• Exercise aim: Gather every line below where "https" appears.

_____

PR #7615, opened 2022-11-17
Add `@@oc_checkout` view that redirects to oc: checkout URL

lukasgraf:
This view allows 3rd party applications to produce links that should directly trigger a checkout using OfficeConnector on a GEVER document.

In case a necessary precondition is not satisfied (e.g., document is already checked out by someone else), the view just redirects to the regular document view, which should give the user some indication as to why the checkout didn't work.

> **Note**: This registers a browser view with the same same as the [existing `oc_checkout` REST API endpoint](https://github.com/4teamwork/opengever.core/blob/d7ee0559ca3989fba3a55ded972f623acb585adc/opengever/officeconnector/configure.zcml#L70-L77).
> This technically isn't a problem, because one is a REST service and the other a Browser View (`plone.rest` can distingiush those via content negotiation), one is on the Site Root and the other only on documents, and one is POST while the other one is GET.
> Just thought I'd point it out.

For [CA-4900](https://4teamwork.atlassian.net/browse/CA-4900)

## Checklist

- [x] Changelog entry

- New functionality:
  _No, because mails are not supposed to be checked out_

### DIFF
--- a/changes/CA-4900.feature
+++ b/changes/CA-4900.feature
@@ -1,0 +1,1 @@
+Add ``@@oc_checkout`` view that redirects to oc: checkout URL. [lgraf]
--- a/opengever/officeconnector/browser/configure.zcml
+++ b/opengever/officeconnector/browser/configure.zcml
@@ -11,4 +11,11 @@
       permission="zope2.View"
       />
 
+  <browser:page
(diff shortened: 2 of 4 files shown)


njohner (approved):
LGTM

_____

• Finished exercise:
> **Note**: This registers a browser view with the same same as the [existing `oc_checkout` REST API endpoint](https://github.com/4teamwork/opengever.core/blob/d7ee0559ca3989fba3a55ded972f623acb585adc/opengever/officeconnector/configure.zcml#L70-L77).
For [CA-4900](https://4teamwork.atlassian.net/browse/CA-4900)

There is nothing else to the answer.